6,5 von 10 fliegenden Kindern

Review: THE CIRCLE - Schöne, neue Welt

1 Kommentar:

Fakten:
The Circle
USA. 2017. Regie: James Ponsoldt. Buch: James Ponsoldt, Dave Eggers (Vorlage). Mit: Emma Watson, Tom Hanks, Karen Gillan, Ellar Coltrane, Glenne Headly, Bill Paxton, John Boyega, Patton Oswalt, Judy Reyes, Nate Corddry, Mamoudou Athie, Roger Joseph Manning Jr., Joey Waronker, Michael Shuman, Nick Valensi, Beck, Regina Saldivar, Katie Costick u.a. Länge: ca. 110 Minuten. FSK: freigegeben ab 12 Jahren. Ab dem 7. September 2017 im Kino.

Story:
Die 24-jährige Mae Holland ist überglücklich. Sie hat einen Job in der angesagtesten Firma der Welt ergattert: beim "Circle", einem Internetkonzern, der alle Kunden mit einer einzigen Internetidentität ausstattet, über die alles abgewickelt werden kann. Mae stürzt sich voller Begeisterung in die schöne neue Welt mit ihren lichtdurchfluteten Büros und High-Class-Restaurants, Gratis-Konzerten und coolen Partys. Während sie innerhalb der Firma immer weiter aufsteigt, wird sie vom charismatischen Firmengründer Eamon Bailey ermutigt, an einem für den "Circle" bahnbrechenden Experiment teilzunehmen. Die Teilnahme an dem Experiment und ihre Entscheidungen zugunsten des "Circles" beeinflussen zunehmend das Leben und die Zukunft ihrer Freunde und Familie. Und dann ist da auch noch ihr mysteriöser Kollege Kalden, zu dem sie sich auf unerklärliche Weise hingezogen fühlt...




Meinung:
Mit The Circle gelang Romanautor Dave Eggers ein echter Bestseller.
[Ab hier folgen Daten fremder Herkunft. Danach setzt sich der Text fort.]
PR #29494, opened 2025-01-30
Structured Output Support for Chat Deepseek

keenborder786:
I have added support for structured output for ChatDeepSeek as per their official documentation: https://api-docs.deepseek.com/guides/json_mode


keenborder786:
@ccurme

ccurme (commented):
ChatDeepSeek should already support structured output since it inherits from BaseChatOpenAI.
```python
from langchain_deepseek import ChatDeepSeek

class Joke(BaseModel):
    """Joke to tell user."""

llm = ChatDeepSeek(model="deepseek-chat").with_structured_output(Joke)
result = llm.invoke("Tell me a joke about cats.")
```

Die Geschichte eines gigantischen Unternehmens, eine Art fiktiver Zusammenschluss von Apple, Facebook und Microsoft, dass die Privatsphäre für antiquiert erklärt, wirkte zwar schon bei Buchveröffentlichung wenig visionär, an der kräftigen Aussage des Romans ändert dies aber nichts. Nun hat sich Hollywood dran gemacht, den Stoff zu verfilmen. Unter der Regie von James Ponsoldt, der zuletzt mit The End of the Tour bereits gelungen eine Romanverfilmung durchführte, protzt The Circle nun mit einer Besetzung, die für alle Generationen etwas bietet. Das hilft dem Film aber auch nicht weiter.
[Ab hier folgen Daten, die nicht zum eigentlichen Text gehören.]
PR #29504, opened 2025-01-30
text-splitters: fix bug in TextSplitter's create_documents method 

DmitrySirakov:
Description:
Fixed a bug in the `TextSplitter` class within the `create_documents` method. When `_add_start_index` is set to `True`, the length of the chunk was measured using the `len()` function (which counts characters) instead of the user-defined` self.length_function()`. This inconsistency could lead to incorrect values in `metadata['start_index']`.

Solution:
Replaced `len(chunk)` with `self.length_function(chunk)` to ensure that the chunk length is measured consistently using the user-provided function, thereby maintaining the correctness of `metadata['start_index']`.

### DIFF
--- a/libs/text-splitters/langchain_text_splitters/base.py
+++ b/libs/text-splitters/langchain_text_splitters/base.py
@@ -82,7 +82,7 @@ class TextSplitter(BaseDocumentTransformer, ABC):
                     offset = index + previous_chunk_len - self._chunk_overlap
                     index = text.find(chunk, max(0, offset))
                     metadata["start_index"] = index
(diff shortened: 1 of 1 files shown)


ccurme (commented):
Thanks for this. I think the index is intended to be in characters as opposed to units of the custom length function:

- `index` is calculated with `text.find`, which is counting characters
- `self._chunk_overlap` also appears in the calculation, and this is documented as `"Overlap in characters between chunks"`.

Closing for now but let me know if I've misunderstood this or if you can add a test case.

Im Grunde lässt sich The Circle zunächst nur wenig vorwerfen. Die Inszenierung ist gut und gefällig, die Darsteller geben sich keine Blöße und Ponsoldt versucht so gut es geht die damals noch dystopischen Entwürfe des Romans so zu übernehmen, dass sie für das Publikum gleichermaßen bekannt wie befremdlich wirken. Was er aber nicht tut, ist sein Publikum zu fordern. The Circle läuft auf exakten Bahnen ab, versucht sich ab dem zweiten Akt mehr schlecht als recht als Thriller und generiert Charakterentwicklungen und moralische Schockmomente die zu vorhersehbar und konstruiert wirken. Dazu kommt, dass er das ganze Konstrukt am Ende mit breiter Hüfte wieder einreißt. The Circle ist ein Film, der belehren, der aufklären will, der sich aber dabei niemals traut wirklich durchzugreifen. Er verklärt die Gefahr vom Verlust der Privatsphäre zum letztlich simpel lösenden Problem. Es ist diese Ambivalenz zwischen Aufklärung und Angst vor Überforderung, die den Film letztlich scheitern lassen.
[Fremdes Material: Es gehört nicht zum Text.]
Issue #29541, opened 2025-02-02
SQLDatabaseToolkit adds temperature=0 by default and breaks the execution when using 03-mini


aifa:
### Checked other resources

- [x] I added a very descriptive title to this issue.
- [x] I searched the LangChain documentation with the integrated search.
- [x] I used the GitHub search to find a similar question and didn't find it.
- [x] I am sure that this is a bug in LangChain rather than my code.
- [x] The bug is not resolved by updating to the latest stable version of LangChain (or the specific integration package).

### Example Code

In langchain_community/agent_toolkits/sql/toolkit.py, class  SQLDatabaseToolkit(BaseToolkit): line 48:     

Instantiate:
        .. code-block:: python

            from langchain_community.agent_toolkits.sql.toolkit import SQLDatabaseToolkit
            from langchain_community.utilities.sql_database import SQLDatabase
            from langchain_openai import ChatOpenAI

            db = SQLDatabase.from_uri("sqlite:///Chinook.db")
            llm = ChatOpenAI(temperature=0)

            toolkit = SQLDatabaseToolkit(db=db, llm=llm)

This instructs the LLM to generate code using temperature=0. When o3-mini is used ,then this causes:
 BadRequestError('Error code: 400 - {\'error\': {\'message\': "Unsupported parameter: \'temperature\' is not supported with this model.",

Ist The Circle also eine Katastrophe von Film? Nein, bei weitem nicht. Was Ponsoldt nämlich ganz hervorragend gelingt ist, dass einem das alles irgendwie bekannt vor kommt. Tom Hanks als Firmenchef ist .B. die fleischgewordene Manifestierung eines Trugbildes. So wie ihn der Film zeigt, so wirken die Jobs, Zuckerbergs und Gates auf uns. Ein Rattenfänger, dem wir blind folgen. Inszenatorisch weiß The Circle also, wie er Assoziationen heraufbeschwören muss. Nur wie er diese wieder einreißt und offenlegt, damit hat die Romanverfilmung ihre klaren Defizite.